Friday, November 12, 2010

Snarkless in Vegas
A once-major real estate syndicator is selling notes through a newly formed company.  One of the company's first investments with the proceeds from the notes was a single condo in a Las Vegas high rise.  This morning I saw this Calculated Risk post referencing a Las Vegas Sun article that states that there are 4,000 unsold condo units on the Strip alone.  I am trying to think of something nasty to post, but the sheer scale of unsold units and a syndicated real estate investment buying one unit overwhelms my sense of snark. 

Wednesday, November 10, 2010

Dry Hole
While the fortunes of Atlas Energy are soaring, the outlook for another oil and gas sponsor, NGAS, is murkier.  NGAS reported disappointing earnings yesterday, said it was in violation of debt covenants and that it is:
evaluating all of its strategic alternatives and that it is actively pursuing possible transactions that may include the sale of the company or of some, or all of, the company's assets.
NGAS stock dropped 40% today and closed at $.36 per share.  NGAS has $170 million of oil and gas profits on its balance sheet, but it does not have the cash to repay the up to $57 million of debt that is now due under covenant violation.  NGAS says it will keep drilling despite the financial worries.
Piedmont's Third Tranche Release
The third tranche in Piedmont's listing is occurring this week, as shares are being delivered to custodians.  This likely explains Piedmont's (PDM) small price drop over the past two days.  All Piedmont shares should be full listed by February 2011.  Remember that the breakeven price per share is $25.14.  The current price is approximately $18.20 per share.

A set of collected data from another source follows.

PR #3785, opened 2023-10-09
BOAC-4982 Academic Career cohort filter

pauline2k:
https://jira-secure.berkeley.edu/browse/BOAC-4982

### DIFF
--- a/.travis.yml
+++ b/.travis.yml
@@ -2,22 +2,43 @@ sudo: required
 language: python
 python: "3.8"
 
+addons:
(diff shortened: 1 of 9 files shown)


pauline2k:
Travis is unhappy because it's still running tests under way obsolete Postgres 9, which doesn't include the `starts_with` function. I'm trying to work in an upgrade recipe.

pauline2k:
The Postgres 13 magic is accomplished.

PR #3803, opened 2024-01-19
BOAC-5017, no more piped date-parsing filters in template code; drop vue-moment

johncrossman:
https://jira-secure.berkeley.edu/browse/BOAC-5017

* `vue-moment` is what provided the filtering syntax which is not supported in Vue 3.
* Many modified Vue templates are drop-in appt related and will soon be removed


pauline2k:
It's a very consistent PR.

PR #3807, opened 2024-01-24
BOAC-5020, begin replace Vue.prototype.currentUser with vuex-based approach

johncrossman:
https://jira-secure.berkeley.edu/browse/BOAC-5020


pauline2k:
Get ready for pinia!

PR #3808, opened 2024-01-24
BOAC-5033: deletes (non-legacy) appointments functionality

lyttam:
https://jira-secure.berkeley.edu/browse/BOAC-5033


johncrossman:
Nice work @lyttam.  How satisfying to see ~8000 lines of code dropped. BOA is feeling nimble again.

PR #3809, opened 2024-01-24
BOAC-5020, currentUser is now available via 'context' mixin

johncrossman:
https://jira-secure.berkeley.edu/browse/BOAC-5020

From the Vue 3 docs, "While mixins are still supported in Vue 3, the Composition API is generally considered to be the preferred approach for code reuse. The Composition API is more flexible, readable, and scalable than mixins, and it is also easier to debug."


pauline2k:
BOA just has a lot of front end. It's time to say it.

PR #3812, opened 2024-01-24
BOAC-5025, move util functions (eg, putFocusNextTick) off Vue.prototype

johncrossman:
https://jira-secure.berkeley.edu/browse/BOAC-5025


johncrossman:
@pauline2k or @lyttam - When you a sec, please review. Thx

PR #3825, opened 2024-01-31
BOAC-5042, initial refactor of store:curated-group

johncrossman:
https://jira-secure.berkeley.edu/browse/BOAC-5042

In the Vue 3 + Pinia world, mixins are discouraged. Thus, consider our design pattern of having mixins dispatch to Vuex actions to be deprecated. Alternatives:
* Invoke Vuex actions directly from components using `store.commit`. (In this PR, `init` function is an example.)
* Move the action function to a dedicated typescript file and import into your component. (In this PR, `goToCuratedGroup` is an example.)


johncrossman:
@lyttam - When you have a moment...

PR #3831, opened 2024-02-02
BOAC-5023: replaces vue-a11y announcer with homegrown version

lyttam:
https://jira-secure.berkeley.edu/browse/BOAC-5023


johncrossman:
Thanks @lyttam !

PR #3839, opened 2024-02-07
BOAC-5010: sorts degree check courses alphabetically

lyttam:
https://jira-secure.berkeley.edu/browse/BOAC-5010


src/components/degree/CoursesTable.vue
```diff
@@ -507,6 +508,7 @@ export default {
         this.alertScreenReader('Note hidden')
       }
     },
+    isAlertGrade,
```
lyttam, line 511: This fixes an unrelated error.

PR #3850, opened 2024-02-14
BOAC-5060, degree-progress: callback in CoursesTable needs object

johncrossman:
https://jira-secure.berkeley.edu/browse/BOAC-5060


johncrossman:
@lyttam - when you have a moment...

I don't want to jinx PDM's shares, but with one more tranche release left, it looks like Piedmont's strategy of spacing share liquidation has helped stabilize the stock.  Rightly or wrongly it appears that deferred liquidations are the new model for sponsors that are looking for liquidation.  The IMH deal I wrote about over the weekend is spacing its sales, and another large REIT is contemplating using the tranche method, but over an 18-month period compared to Piedmont's which took about a year. 

It's not the tranche strategy that stabilized Piedmont's share price, it is a good underlying business.  Entities with shaky business models or suspect financial statements won't have the same results as Piedmont.  The results could be just the opposite of Piedmont's, where a stock's price drops after the initial IPO and continues to drop, especially before and after each tranche release, until all shares are liquid or the company suspends tranche releases in an attempt to halt liquidations.  Investors will be in a frenzy to sell if a company is trending down.

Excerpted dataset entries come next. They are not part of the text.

PR #3869, opened 2024-02-23
BOAC-5078: restores Util mixin

lyttam:
https://jira-secure.berkeley.edu/browse/BOAC-5078

### DIFF
--- a/src/lib/utils.ts
+++ b/src/lib/utils.ts
@@ -1,0 +1,59 @@
+import _ from 'lodash'
+import {nextTick} from 'vue'
+
+export function oxfordJoin(arr, zeroString) {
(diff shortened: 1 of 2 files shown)


boac/__init__.py
```diff
@@ -29,7 +29,7 @@
 from flask_sqlalchemy import SQLAlchemy
 from sqlalchemy.exc import SQLAlchemyError
 
-__version__ = '6.0'
+__version__ = '5.23'
```
johncrossman: @lyttam - A version rollback sneaked into the PR. :)

lyttam: oops! Amended.

PR #4245, opened 2024-08-16
BOAC-5477: updates focus mgmt, aria tags in all  modals

lyttam:
https://jira-secure.berkeley.edu/browse/BOAC-5477

I wound up fixing some focus management in the cohort header, curated group header, and degree template as well.


johncrossman:
Very nice. Thank you @lyttam  (And Bea updates, too.)

PR #4249, opened 2024-08-19
BOAC-5483: replaces overlays with dialogs, standardizes styles

lyttam:
https://jira-secure.berkeley.edu/browse/BOAC-5483


johncrossman:
Standardization across all modals. I like it! Thanks @lyttam

PR #4270, opened 2024-08-23
BOAC-5517 / BOAC-5527, admit cohorts do not have opt-groups in primary dropdown; enable 'Add' for ranges

johncrossman:
https://jira-secure.berkeley.edu/browse/BOAC-5517
https://jira-secure.berkeley.edu/browse/BOAC-5527


lyttam:
Tricky!

PR #4272, opened 2024-08-23
boac-5499 - UI for searching for notes and appointments with your department

mohamalnadi:
Jira: https://jira-secure.berkeley.edu/browse/BOAC-5499

### DIFF
--- a/src/components/search/AdvancedSearchModal.vue
+++ b/src/components/search/AdvancedSearchModal.vue
@@ -109,6 +109,13 @@
                         value="you"
                         @change="() => searchStore.setAuthor(null)"
                       />
+                      <v-radio
+                        id="search-options-note-filters-posted-by-your department"
+                        :disabled="searchStore.isSearching"
+                        :ischecked="searchStore.postedBy === 'yourDepartment'"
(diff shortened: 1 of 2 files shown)


src/components/search/AdvancedSearchModal.vue
```diff
@@ -368,6 +375,13 @@ const search = () => {
       } else if (searchStore.author) {
         query.advisorCsid = searchStore.author.sid
         query.advisorUid = searchStore.author.uid
+      } else if (searchStore.postedBy === 'yourDepartment') {
+        if (currentUser.departments && currentUser.departments.length > 0) {
+          query.departmentCodes = []
+          currentUser.departments.forEach((department) => {
+            query.departmentCodes.push(department.code)
```
pauline2k: @mohamalnadi logic looks good, but these three lines could be more tersely expressed as a `map` one-liner:
https://developer.mozilla.org/en-US/docs/Web/JavaScript/Reference/Global_Objects/Array/map

mohamalnadi: Done! thank you for your feedback!

PR #4286, opened 2024-08-27
BOAC-5537, much better page-load time for 'Draft Notes' page

johncrossman:
https://jira-secure.berkeley.edu/browse/BOAC-5537

On localhost w/ 900 draft notes, page-load time went from 24s to <1s.


lyttam:
Very nice!

PR #4288, opened 2024-08-27
BOAC-5522, delete draft-note modal tolerates empty subject and/or student

johncrossman:
https://jira-secure.berkeley.edu/browse/BOAC-5522


pauline2k:
So tolerant!

PR #4294, opened 2024-08-28
BOAC-5512, alignment on class page with multiple course sites

johncrossman:
https://jira-secure.berkeley.edu/browse/BOAC-5512

Review w/ `?w=1`


lyttam:
Paging Travis.

PR #4295, opened 2024-08-28
BOAC-5523: replaces date picker, sets text field defaults

lyttam:
https://jira-secure.berkeley.edu/browse/BOAC-5523


pauline2k:
So long, `<v-date-input>`! Welcome back, `<date-picker>`!

PR #4302, opened 2024-08-29
BOAC-5547, permalink from search takes you to /student note, open and in view

johncrossman:
https://jira-secure.berkeley.edu/browse/BOAC-5547

No need for third-party package. And when we scroll to permalink we do not want default put-focus-on-h1.


src/components/student/profile/AcademicTimelineTable.vue
```diff
@@ -474,25 +473,20 @@ const init = () => {
...
+        return true
       }
+    })
+    if (obj) {
+      isShowingAll.value = true
+      nextTick(() => {
+        open(obj, true)
+        scrollToPermalink(permalink.messageType, permalink.messageId)
+      })
     }
```
johncrossman, line 490: Use `?w=1` for simpler diff.

PR #4307, opened 2024-09-03
BOAC-5563, both mixins/Util and mixins/Context are retired

johncrossman:
https://jira-secure.berkeley.edu/browse/BOAC-5563

And more than a few components cut over to the Composition API. No more mixins for BOA.


pauline2k:
It's more than a feeling, more than a few!

PR #4319, opened 2024-09-04
BOAC-5558: restores keyboard navigability to autocomplete suggestions

lyttam:
https://jira-secure.berkeley.edu/browse/BOAC-5558

I applied the same fixes to other instances of Autocomplete. Includes a few other changes like replacing the deprecated Axios cancel token with an AbortController.


johncrossman:
@lyttam - Thank you!

PR #4322, opened 2024-09-04
boac-5501: Query Notes from sis with user department(s)

mohamalnadi:
Jira: https://jira-secure.berkeley.edu/browse/BOAC-5501


pauline2k:
Looks good!

PR #5069, opened 2025-05-08
BOAC-5777, break cohort_controller into three controllers (readability, etc.)

johncrossman:
https://jira-secure.berkeley.edu/browse/BOAC-5777

A slight refactor of the `cohort_filter_options` feed is less daunting when its code is not lost in the 500 lines of `cohort_controller`.


lyttam:
Agreed!

PR #5081, opened 2025-05-25
BOAC-6206, Calendly appointments in BOA

johncrossman:
https://jira-secure.berkeley.edu/browse/BOAC-6206


pauline2k:
Thanks, @johncrossman, looks good to me! Before doing a BOA-side merge, I think the team should get together and discuss timing for a 6.3 QA branch cut, and whether we want to include Calendly work in that release.

PR #5100, opened 2025-06-05
[QA] BOAC-6224, set lazy=False in db.replationship usage in note, alert and note_template.py

johncrossman:
https://jira-secure.berkeley.edu/browse/BOAC-6224

Jira description has the deets.


pauline2k:
It's never a _great_ idea to be lazy in a relationship.

PR #5114, opened 2025-06-20
BOAC-6205, show CalNet-sourced dept names in BOA monthly-notes-report

johncrossman:
https://jira-secure.berkeley.edu/browse/BOAC-6205

Read my latest comment in the Jira (above) to understand this workaround to a bad-data problem. I'm putting this fix on boa-dev so Flint can consider my lesser-evil solution.

*Note:* The server-side code is the important part of this PR.  The front-end code change is purely formatting.


pauline2k:
Seems reasonable to me.

PR #5186, opened 2025-08-05
BOAC-6289, fix breakage due to commas in note topics

johncrossman:
https://jira-secure.berkeley.edu/browse/BOAC-6289


johncrossman:
Fixing

PR #5195, opened 2025-08-07
BOAC-6292, PAM can add attachment to PA note

johncrossman:
https://jira-secure.berkeley.edu/browse/BOAC-6292


pfarestveit:
pam4pa

PR #5203, opened 2025-08-12
BOAC-6306, hang on to student metadata after edit; tidy up UX

johncrossman:
https://jira-secure.berkeley.edu/browse/BOAC-6306


johncrossman:
If a dev has a minute, this PR needs review. cc: @pauline2k @lyttam @mohamalnadi

PR #5206, opened 2025-08-13
BOAC-6311, front-end user session init is better with Promise.resolve

johncrossman:
https://jira-secure.berkeley.edu/browse/BOAC-6311

When user first authenticates, we load all department metadata and that takes time. Without a `promise`, the UI is rendered before user session init is complete. Thus, a `promise` is made.


pfarestveit:
Promises Promises

PR #5232, opened 2025-08-27
BOAC-6331: fixes sis_student_profile_data test failures

lyttam:
https://jira-secure.berkeley.edu/browse/BOAC-6331

QA PR is #5231


johncrossman:
@lyttam - Looks good. Py linter has one small complaint.

PR #5240, opened 2025-08-28
BOAC-6337, enable some of our desired Ruff rules

johncrossman:
https://jira-secure.berkeley.edu/browse/BOAC-6337

Here is one worth noting: https://docs.astral.sh/ruff/rules/superfluous-else-break/


johncrossman:
I forgot to fix the violations in BEA code. Amendment coming soon.

PR #5255, opened 2025-10-03
BOAC-6367, /degrees: fix focus when archiving

johncrossman:
https://jira-secure.berkeley.edu/browse/BOAC-6367

### DIFF
--- a/src/views/degree/ManageDegreeChecks.vue
+++ b/src/views/degree/ManageDegreeChecks.vue
@@ -132,7 +132,7 @@ const onUpdateDegreeTemplate = (degreeTemplate: DegreeTemplate) => {
   if (degreeTemplate.archivedAt) {
     isShowingArchivedTemplates.value = true
   }
-  putFocusNextTick(`tr-degree-check-${degreeTemplate.id}`)
+  putFocusNextTick('page-header')
 }
 </script>
 


src/views/degree/ManageDegreeChecks.vue
```diff
@@ -132,7 +132,7 @@ const onUpdateDegreeTemplate = (degreeTemplate: DegreeTemplate) => {
   if (degreeTemplate.archivedAt) {
     isShowingArchivedTemplates.value = true
   }
-  putFocusNextTick(`tr-degree-check-${degreeTemplate.id}`)
+  putFocusNextTick('page-header')
```
lyttam, line 135: @johncrossman It's best to return focus to wherever the user last interacted with the page, if possible. If the button that the user clicked no longer exists on the page (or is disabled), it's nice to put focus on the next or previous focusable element. In this case I think it would be (a) one of the other buttons or links on the table row of the degree template that was just updated, or (b) if the degree template was deleted, the first button on the next row.
If none of that is feasible (like if there are no other interactable elements on the page, or if it feels counterintuitive), then putting focus on the page header makes sense. 
DAP dinged me on this same issue when testing the CSpace portals and provided this reference: https://www.w3.org/TR/2016/NOTE-WCAG20-TECHS-20161007/G13

johncrossman: Thank you @lyttam . Because I'm on vacation, I'm going to close this PR and unassign the Jira. We'll use your comment to do it right in the next PR.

Tuesday, November 09, 2010

Atlas Hits A Gusher
Well, Atlas Energy Inc.'s stockholders hit a gusher.  Today Chevron acquired Atlas for $3.2 billion or $43.34 per share, a 37% premium over Monday's closing price.  Atlas stockholders will receive $38.25 in cash and $4.09 of units in Atlas Pipeline Holdings.  Chevron's attraction was all Atlas' acreage in the Marcellus Shale natural gas region, which spreads over Western New York, Western Pennsylvania, West Virginia and parts of Ohio.  Atlas controls 622,000 acres in the Marcellus Shale formation with 1 trillion cubic feet of natural gas reserves.  A  Bloomberg article quotes an RBC analyst who figures that Chevron paid $9,000 per acre.  Last spring Atlas entered into a joint venture with India's Reliance Industries, Ltd, at $14,000 per acre.  While not a direct comparison, Atlas contributes its Marcellus Shale lease interests to its limited partners at a value of $45,000 per acre. 

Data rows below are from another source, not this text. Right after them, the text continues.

PR #208, opened 2026-04-28
Fix filtered ender pearl motion sync

ssquadteam:
Fixes ender pearls being affected by `filterClientboundSetEntityMotionPacket`.

Ender pearls inherit shooter movement as part of their velocity. When motion packets are filtered, the client can miss velocity corrections and visually desync pearl movement, especially when throwing while sprinting.

This adds `ThrownEnderpearl` to the existing entity motion packet allow-list, matching other entities that require velocity sync for smooth client-side rendering.

### DIFF
--- a/canvas-server/minecraft-patches/sources/net/minecraft/server/level/ServerEntity.java.patch
+++ b/canvas-server/minecraft-patches/sources/net/minecraft/server/level/ServerEntity.java.patch
@@ -58,7 +58,7 @@
                      Vec3 deltaMovement = this.entity.getDeltaMovement();
                      double d = deltaMovement.distanceToSqr(this.lastSentMovement);
                      if (d > 1.0E-7 || d > 0.0 && deltaMovement.lengthSqr() == 0.0) {
-@@ -210,9 +_,41 @@
+@@ -210,9 +_,42 @@
                                          )
                                      )
                                  );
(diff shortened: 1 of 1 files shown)


Toffikk:
If you could rebase this for the dev/26.1.2 branch, that’d be awesome

ssquadteam:
> If you could rebase this for the dev/26.1.2 branch, that’d be awesome

Will do !

canvas-server/minecraft-patches/sources/net/minecraft/server/level/ServerEntity.java.patch
```diff
@@ -85,14 +85,14 @@
 +                               3. Ender Eyes, they depend on their velocity being set bc the packet sets the velocity on the client, but the client doesn't handle the
 +                                    ender eye velocity on its own bc the ender eye velocity is in relation to the stronghold structure which the client doesn't have access to
 +                               4. Shulker bullets use random to determine where they are going, so we need to send velocity packets to ensure it remains smooth on the client
-+
```
Toffikk, line 88: add a comment explaining why ender pearls are exempt

Toffikk (changes requested):

Dueris:
I wanted to try and help out with this since I do see the issue with this, however this is noticeable(at least from my view) both standing still and while flying in this case, I do see the SLIGHTEST bit of choppiness, however I can replicate even with the velocity packet filter being disabled

Dueris:
I actually think Im gonna close this, since while I do think this is kinda a wonky issue, I dont actually think this is Canvas. I was able to sorta replicate this on Folia, perhaps something in Canvas makes this worse, but Im not quite sure what to do about this yet, Ill investigate this more later, but I think this falls under the category of "not entirely a Canvas issue I think"

PR #210, opened 2026-04-30
Fix save task player data

Euphillya:
I noticed on a server I was working on that players were being rolled back if they didn’t disconnect properly (e.g., machine crash or similar). After investigating, I found that PlayerList#saveAll was never triggered because Player#lastSave was set to Long.MIN_VALUE when the player connected. Since this is a negative value, the condition required to perform the save was never met.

For many years Atlas tapped a network of independent broker / dealers to raise capital for limited partnerships, which in effect were a form of corporate finance for Atlas.   The Atlas oil and gas partnerships are long-lived programs, so I am guessing there must be some kind of plan to continue to manage or to liquidate these assets.  The syndication business is moving to Atlas Pipeline Holdings, so I am guessing Atlas will keep the pushing out its rich, sponsor-feed energy programs.  It looks like any  assets in Michigan and Marcellus Shale (some that are owned by partnerships) are staying with Atlas and will be managed by Chevron.  I have read through Atlas' 8-K discussing the acquisition, but other than what is stated above, there is not much more information.   This is a fluid situation that needs watching.

Friday, November 05, 2010

IMH IPO - Where's My Checkbook?
I had not thought about IMH and its combination of the IMH management company and the IHM Secured Loan Fund lately.  But earlier this week I checked IMH's website and it looks like the consolidation has been approved, and on October 28, 2010, IMH filed a pre-IPO S-11.  I guess IMH and investors in the IMH Secured Loan Fund figured out the senior management compensation issues enough to get the consolidation approved (there are lawsuits filed so the saga is not over).   I always felt that the whole compensation argument was like arguing over carpet and wallpaper on the Titanic

I am not going to read the whole S-11, but will cherry-pick a few highlights.  These comments are out of context and if you're serious about this investment you should read the entire document. 
  • For the first six months of 2010, IMH posted a loss of $45 million, of which $39 million was loss provisions and impairment charges.  The operating loss for the first half of 2010 was approximately $6 million.
  • Accumulated losses are $454 million.
  • "Substantially all of our commercial mortgages are in default, and currently performing loans may default in the future."  Yikes.
  • IMH is using outside consultants to workout its defaulted loans.  I am curious how much these firms or individuals will receive for their workout efforts and how much IMH will net on any asset recovery?
  • At June 30, 2010, IMH estimated that it had $15.9 million in cash funding requirements for existing loan commitments.  At June 30, 2010, IHM listed $3.5 million of cash.
  • Existing investors only receive partial liquidity on the IPO, and are having their  equity diluted.
IMH has wide latitude in making investments with net IPO proceeds. It does not look like it is going to attempt to save any of its existing loans or assets.  It will be originating new loans and acquiring exisitng loans to take advantage of the real estate upheaval and aftermath of the credit crisis.

My question with IMH has always been its valuation for exisitng assets.  It still lists nearly $300 million in total assets, about half its asset value at the end of 2007.  I estimate that IMH has lowered valuations about 50%.  Is this enough?  I don't know, but my gut tells me it is not.   Land values have dropped considerably, and more than 50%, especially in the location and in the pre-development space where IHM operated.    The market's appetite for this IPO will tell us whether IMH was accurate in its asset valuation.

I never thought that IHM Secured Loan investors had much of choice but to approve the consolidation.  Snark aside, I hope this investment works out for investors.